Second: The Queen’s activities are just some of the many fascinating, entertaining and educational bee activities to attract your attention, to watch and learn from. Don’t forget those lazy drones and the many faceted lives of the worker bees with their multitude of duties. 
Third: We believe a double-wide hive is a healthier hive with more frames, more condensed comb structures as in a feral hive, there’s less distance for those hard working little girls to have to hike around the Colony when doing their work, honey stores are closer to brood areas and, importantly, in our experience the double-wide hive will prove to require less beekeeper maintenance.
Forth: We believe anything less than 6 deep frames is more of a temporary, display hive and it will stand a good chance of dying out and/or will take a lot of extra maintenance. We suggest a minimum of 6 frames. Configuring 6, 8 and 10 deep frames in a double-wide design makes a more manageable height for an ObH.
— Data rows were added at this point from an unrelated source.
PR #2771, opened 2021-07-05
3117 table flippa improvements

tcaiger:
### Changes:

This card is used to collect all the bugs/improvements relating to the new "table flippa" functionality

- Remove the first column of the table is there is not a valid name and it is not timeseries data
- Tweak styles
- Create a blacklist of column names and add dataElementCode to it

---


packages/ui-components/src/components/Chart/Table.js
```diff
@@ -89,22 +93,26 @@ const NoData = styled(SmallAlert)`
...
+const COLUMN_BLACKLIST = ['name', 'timestamp', 'dataElementCode'];
+
 const getColumns = rawData => {
   const columns = [];
   rawData.forEach(row => {
     Object.keys(row)
-      .filter(key => key !== 'name' && key !== 'timestamp')
+      .filter(key => !COLUMN_BLACKLIST.includes(key)) // Don't show columns that don't make sense
+      .filter(key => !columns.includes(key)) // de-dupe
+      .filter(key => typeof row[key] !== 'object') // filter out object values such as metadata
```
edmofro, line 104: Rather than blacklisting, let's follow the same logic as the charts themselves to get the columns, which is (from memory):
- Use the keys in `chartConfig`; and if `chartConfig` doesn't exist
- Use `value` as the only column

edmofro (changes requested):
Good improvements but I think we can match the chart logic more closely

edmofro (approved):
LGTM!

tcaiger:
@edmofro - Can I please get a follow up review on the latest commit. I ended up running viewContent through `parseChartConfig` for maximum consistency between charts and tables.

edmofro (approved):
Great call, this means the order of the table will be according to `legendOrder`, which is what users would expect so definitely an improvement!

PR #2773, opened 2021-07-05
Remove redundant apicache (probable memory leak)

edmofro:
Through heap snapshot comparison I found a likely culprit for our memory leak: apicache wrapping the `organisationUnit` endpoint.

There were a few things wrong here:
- The `ORGANISATION_UNIT_CACHE_PERIOD` environment variable wasn't set up on production, so it was using the default of 1 hour rather than the more sensible 1 minute configured on dev
- We won't need this server level caching at all once we have the cdn in place, so might as well get rid of it
- Most significantly, it wasn't doing anything helpful, but just storing a whole heap of responses in the cache! Because of the `cacheBreaker`, every request was different, so it was caching per load of tupaia.org


tcaiger (approved):
Thanks for the detailed notes in the description. Makes sense to me to get rid of it and the changes look complete to me.

PR #2774, opened 2021-07-05
3016 lesmis chart loading states

tcaiger:
### Changes:

- Remove loading indicator from year selector
- Add background fetching indicator

---

### Screenshots:
see issue

### DIFF
--- a/packages/lesmis/src/components/Chart.js
+++ b/packages/lesmis/src/components/Chart.js
@@ -74,10 +74,9 @@ const Toggle = ({ value, onChange }) => (
 );
 
 // eslint-disable-next-line react/prop-types
-const ChartTable = ({ viewContent, isLoading, isFetching, isError, error, selectedTab }) => {
-  const showIsLoading = isLoading || (!getIsChartData(viewContent) && isFetching);
+const ChartTable = ({ viewContent, isLoading, isError, error, selectedTab }) => {
   return (
-    <FetchLoader isLoading={showIsLoading} isError={isError} error={error}>
+    <FetchLoader isLoading={isLoading} isError={isError} error={error}>
       {selectedTab === TABS.CHART ? (
         <ChartWrapper>
           <ChartComponent viewContent={viewContent} legendPosition="top" />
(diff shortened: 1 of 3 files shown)


packages/lesmis/src/components/Chart.js
```diff
@@ -72,21 +74,24 @@ const Toggle = ({ value, onChange }) => (
...
-      </ChartWrapper>
-    ) : (
-      <Wrapper>
-        <Table viewContent={viewContent} />
-      </Wrapper>
-    )}
-  </FetchLoader>
-);
+const ChartTable = ({ viewContent, isLoading, isFetching, isError, error, selectedTab }) => {
+  const showIsLoading = isLoading || (!getIsChartData(viewContent) && isFetching);
```
tcaiger, line 78: Also show the full loader if there is no data and we are fetching new data in the backgrond

edmofro: Nice touch, so we keep the animations is there is already data but show a more obvious loader when there is no data 👌

packages/lesmis/src/components/Chart.js
```diff
@@ -111,13 +116,19 @@ export const Chart = ({ name, viewContent, isLoading, isError, error, isEnlarged
   ) : (
     <>
       <Header>
-        <Title>{name}</Title>
+        <FlexStart>
+          <Title>{name}</Title>
+          {isFetching && !isLoading && getIsChartData(viewContent) && (
```
edmofro, line 121: Seems the same slightly complicated decision is being made in two places, so could be better to pull out a variable `isFullLoading`* within this component and then just pass that value through as a prop to the `ChartTable` as `isLoading`, and here use
```suggestion
          {isFetching && !isFullLoading && (
```
*could do with a better name

edmofro (changes requested):
One request, happy for push back. Visual placement looks great :-)

packages/lesmis/src/components/Chart.js
tcaiger: I agree it does seem like they could be combined but I'm not quite sure how to combine the two decisions as the logic for them is actually different. Maybe I'm not seeing a way of doing it?
eg.
`isFetching && !isLoading && getIsChartData(viewContent)` vs `isLoading || (!getIsChartData(viewContent) && isFetching)`

edmofro: Would this work? It doesn't combine them all into one variable, which I also can't see a way to do, but pulls the logic to all be in one place https://github.com/beyondessential/tupaia/pull/2779 (and reuses the tricky decision of "fetching but from no data state, so mark as a full load")

edmofro (approved):

PR #2779, opened 2021-07-06
Move all loading logic to one spot

edmofro:


tcaiger (approved):
Yep that is much better - thanks!

PR #2781, opened 2021-07-06
3138: Update e2e tests new dashboard structure

chris-bes:
### Changes:

- Update e2e tests to fit new dashboard structure

### DIFF
--- a/packages/web-frontend/cypress/config/dashboardReportUrls/covidau.json
+++ b/packages/web-frontend/cypress/config/dashboardReportUrls/covidau.json
@@ -1,6 +1,6 @@
 [
   {
-    "id": "COVID_New_Cases_By_State",
+    "code": "COVID_New_Cases_By_State",
     "project": "covidau",
     "orgUnit": "AU",
     "dashboardGroup": "COVID-19",
@@ -8,55 +8,55 @@
     "endDate": "2020-06-13"
   },
   {
-    "id": "COVID_New_Cases_By_Day",
+    "code": "COVID_New_Cases_By_Day",
     "project": "covidau",
     "orgUnit": "AU",
     "dashboardGroup": "COVID-19"
   },
   {
-    "id": "COVID_Total_Cases_By_State",
+    "code": "COVID_Total_Cases_By_State",
     "project": "covidau",
     "orgUnit": "AU",
     "dashboardGroup": "COVID-19"
   },
   {
-    "id": "COVID_AU_Total_Cases_Each_State_Per_Day",
+    "code": "COVID_AU_Total_Cases_Each_State_Per_Day",
     "project": "covidau",
     "orgUnit": "AU",
     "dashboardGroup": "COVID-19"
   },
   {
-    "id": "COVID_Link_To_Sources",
+    "code": "COVID_Link_To_Sources",
     "project": "covidau",
     "orgUnit": "AU",
     "dashboardGroup": "COVID-19"
   },
   {
-    "id": "COVID_Compose_Cumulative_Deaths_Vs_Cases",
+    "code": "COVID_Compose_Cumulative_Deaths_Vs_Cases",
     "project": "covidau",
     "orgUnit": "AU",
     "dashboardGroup": "COVID-19"
   },
   {
-    "id": "COVID_Total_Cases_By_Type",
+    "code": "COVID_Total_Cases_By_Type",
     "project": "covidau",
     "orgUnit": "AU_Victoria",
     "dashboardGroup": "COVID-19"
   },
   {
-    "id": "COVID_Tests_Per_Capita",
+    "code": "COVID_Tests_Per_Capita",
     "project": "covidau",
     "orgUnit": "AU",
     "dashboardGroup": "COVID-19"
   },
   {
-    "id": "COVID_Total_Tests_Conducted",
+    "code": "COVID_Total_Tests_Conducted",
     "project": "covidau",
     "orgUnit": "AU_Victoria",
     "dashboardGroup": "COVID-19"
   },
   {
-    "id": "COVID_Daily_Cases_By_Type",
+    "code": "COVID_Daily_Cases_By_Type",
     "project": "covidau",
     "orgUnit": "AU_Victoria",
     "dashboardGroup": "COVID-19",
@@ -64,7 +64,7 @@
     "endDate": "2020-07-17"
   },
   {
-    "id": "COVID_Compose_Daily_Deaths_Vs_Cases",
+    "code": "COVID_Compose_Daily_Deaths_Vs_Cases",
     "project": "covidau",
     "orgUnit": "AU",
     "dashboardGroup": "COVID-19"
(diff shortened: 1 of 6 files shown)


packages/web-frontend/cypress/scripts/generateConfig/VisualisationFilter.js
```diff
@@ -70,11 +83,31 @@ class VisualisationFilter {
...
+    return dashboardItems.map(di => {
+      const legacyReport = di.legacy ? legacyReportById[di.report_code] : {};
+
+      if (legacyReport) {
+        return {
+          ...di,
+          data_builder: legacyReport.data_builder,
+          data_builder_config: legacyReport.data_builder_config,
+        };
+      }
```
chris-bes, line 104: Information from the old `dashboardReport` table is now splitted into `dashboard_item` and `legacy_report`. So I feel it's easier for the filter `fetchRecords()` to just return a wrapper object of `dashboard_item` and `legacy_report`. We can do the same for the modern `report` table, but I feel that there's nothing really helpful to filter from `report` table at the moment...

packages/web-frontend/cypress/scripts/generateConfig/VisualisationFilter.js
```diff
@@ -40,20 +48,25 @@ class VisualisationFilter {
       return objectUrls;
     }
 
+    const visualKey = this.getKey();
     const records = await this.fetchRecords(objectUrls);
-    const recordsById = keyBy(records, 'id');
+    // Camel case all the record keys
+    const transformedRecords = records.map(r => mapKeys(r, (_, key) => camel(key)));
```
chris-bes, line 54: This is to ensure any snake cases will be converted to camel cases to match dashboardReportUrls files (eg: default.json). I think at the end, camel case is the standard convention for json keys naming

packages/web-frontend/cypress/config/dashboardReportUrls/covidau.json
```diff
@@ -1,70 +1,70 @@
 [
   {
-    "id": "COVID_New_Cases_By_State",
+    "code": "COVID_New_Cases_By_State",
```
chris-bes, line 3: dashboard_item id is UID, code is what we want to compare

chris-bes:
I just took a stab at this so not very confident. Would be great to have any feedback!

packages/web-frontend/cypress/scripts/generateConfig/VisualisationFilter.js
```diff
@@ -21,6 +22,13 @@ class VisualisationFilter {
     throw new Error('Any subclass of VisualisationFilter must implement the "fetchRecords" method');
   };
 
+  /**
+   * @abstract
+   */
+  getKey = () => {
+    throw new Error('Any subclass of VisualisationFilter must implement the "getKey" method');
+  };
+
```
kael89, line 31: Thanks for adding this method! I would like your opinion on the pattern used - I am still undecided about the best way to handle subclass properties expected by a parent class in JS. I guess that the "safer"/"more proper" OOP approach would be to define abstract getters for them in the parent class (the pattern used above).

However, in the JS world perhaps just defining those properties in the parent class with a comment (eg [DatabaseType.js#L8](https://github.com/beyondessential/tupaia/blob/dev/packages/database/src/DatabaseType.js#L8)) would be enough. Even more so for a simple case like here, with all classes defined in the same file!

If we want to make sure that devs will not forget to override those, we could use [Node assertions](https://nodejs.org/api/assert.html#assert_assert_notequal_actual_expected_message) - we haven't use those much in our codebase but they seem cool!

```js
import assert from 'assert';

class VisualisationFilter {
  // Must override in subclasses
  key = null;

  constructor() {
    assert.notEqual(this.key, null);
  }
}
```

Let me know if you have an opinion on this - they more I look into it, the more keen I am on refactoring it 😆

packages/web-frontend/cypress/scripts/generateConfig/VisualisationFilter.js
kael89: Great call, kudos for paying attention to the details!

packages/web-frontend/cypress/scripts/generateConfig/VisualisationFilter.js
kael89: Good call Chris! Moreover - with the new way of running the tests (against a deployed instance, not localhost) unfortunately most of the time we won't be able to (accurately) use the filters, since they will be using the DB on the host machine, not on the testable instance. For CI/CD we don't even have a DB with actual data, so using filters there would be impossible at the moment.

Which means that all the fancy filtering functionality that was added in the last PR will most probably be unused, at least for a while 😆 

Still, thanks for taking the time to update this!

packages/web-frontend/cypress/scripts/generateConfig/VisualisationFilter.js
```diff
@@ -70,11 +83,31 @@ class VisualisationFilter {
...
-      drillDownLevel: null, // Drill down reports are not currently supported in e2e tests
+  fetchRecords = async objectUrls => {
+    const dashboardItems = await this.db.find('dashboard_item', {
+      code: objectUrls.map(u => u.code),
+    });
+    const legacyDashboardItems = dashboardItems.filter(di => di.legacy);
+    const legacyReports = await this.db.find('legacy_report', {
+      code: legacyDashboardItems.map(di => di.report_code),
+    });
+    const legacyReportById = keyBy(legacyReports, 'code');
```
kael89, line 94:
```suggestion
    const legacyReportByCode = keyBy(legacyReports, 'code');
```

kael89 (approved):
Great work @chris-bes ! Just one minor renaming requested, preapproving.

Also I'd like your opinion on something so I left a question

kael89:
@chris-bes another thing I forgot - could you also update [web-frontend/cypress/Readme.md](https://github.com/beyondessential/tupaia/blob/b14e365350525a05549befcdb17d1225427f88f8/packages/web-frontend/cypress/README.md)? Probably the only update required would be `id` => `code` for report urls

packages/web-frontend/cypress/scripts/generateConfig/VisualisationFilter.js
chris-bes: That's a good point! I also second the latter! It is simpler and clearer to me because I think expressing `this.key` is always better than `this.getKey()` (if we can, and also avoid the need to assign `getKey()` to a variable). Node assertion is handy too!

kael89: In that case, would you be keen to refactor the code to use the simpler pattern? We should also verify that node assertions in the constructor work as intended 😁

chris-bes: Very happy to! I'll apply the same for other properties as well

kael89:
@chris-bes do you mind if I do the remaining changes and merge this? So that Edwin can review the up-to-date code tomorrow

PR #2727, opened 2021-06-25
2936: Switched to doing a single database fetch to get ancestors/descendants/relatives of multiple entities

rohan-bes:
### Issue https://github.com/beyondessential/tupaia-backlog/issues/2936:

Just one part of an already reviewed PR: https://github.com/beyondessential/tupaia/pull/2657

PR #2792, opened 2021-07-08
3148: Switched to doing a single database fetch to get ancestors/descendants/relatives of multiple entities

rohan-bes:
### Issue https://github.com/beyondessential/tupaia-backlog/issues/3148:
- Didn't actually improve performance all that much, but still worth it imo
- Makes the entity-server route logic more readable which is nice

Exact duplicate of https://github.com/beyondessential/tupaia/pull/2727


edmofro (approved):

rohan-bes:
Merging this as only test failures were intermittent timeout tests in indicators

PR #2762, opened 2021-07-01
Fix mobile chart legend display

tcaiger:
### Changes:

- Move handling of mobile legend labels to legend component so that the legend value doesn't display on tooltips on mobile

---

PR #2795, opened 2021-07-08
2759 map overlay table flippa

tcaiger:
### Changes:

- Refactor Chart Table Flippa to use react table
- Add Map Table Flippa to ui components
- Add theme support to ui-components modal
- Add MapTable modal to web-frontend with the map table
- Add tooltip to modal button

---

### Screenshots:
see issue


packages/ui-components/src/components/Chart/Table/StyledTable.js
```diff
@@ -0,0 +1,60 @@
+/*
+ * Tupaia
+ * Copyright (c) 2017 - 2020 Beyond Essential Systems Pty Ltd
+ */
+import styled from 'styled-components';
+import MuiTable from '@material-ui/core/Table';
+
+const DARK_THEME_BORDER = 'rgb(82, 82, 88)';
+
+export const StyledTable = styled(MuiTable)`
```
tcaiger, line 10: @reviewer This StyledTable is duplicate code of the components/Map/Table/StyledTable.js. I kept them seperate because:
1. `components/Chart` and `components/Map` are bundled in to different bundles so the only way to share them would to put it into the main ui-components bundle
2. The styles are quite specific to the table flippa and I was concerned about creating confusion and maintenance issues having another table in ui-components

Every beekeeper is different and it should be noted that each Colony is different and is an individual maintaining itself in its’ many different environments. We are just saying, in our experience with Observation Hives and with all things considered, we recommend double-wide designs.

Mark
Bonterra Bees


----------



## Rader Sidetrack

Mark, your website suggests that package bees are one option for installing bees in an OB hive. It would seem to me that adding populated comb frames would be the simplest, but perhaps you could offer some comments on installing a package into a new OH hive.




Note that _Bonterra Bees_ is a Beesource advertiser. See the ad to the right of the screen. Advertisers help keep Beesource free of _subscription fees_. :thumbsup::thumbsup:


----------



## sfisher

Thanks Mark


----------



## toomanyhandles

I have a double-width, 10 frame observation hive, built pretty much from the plans in Caron's observation hive book.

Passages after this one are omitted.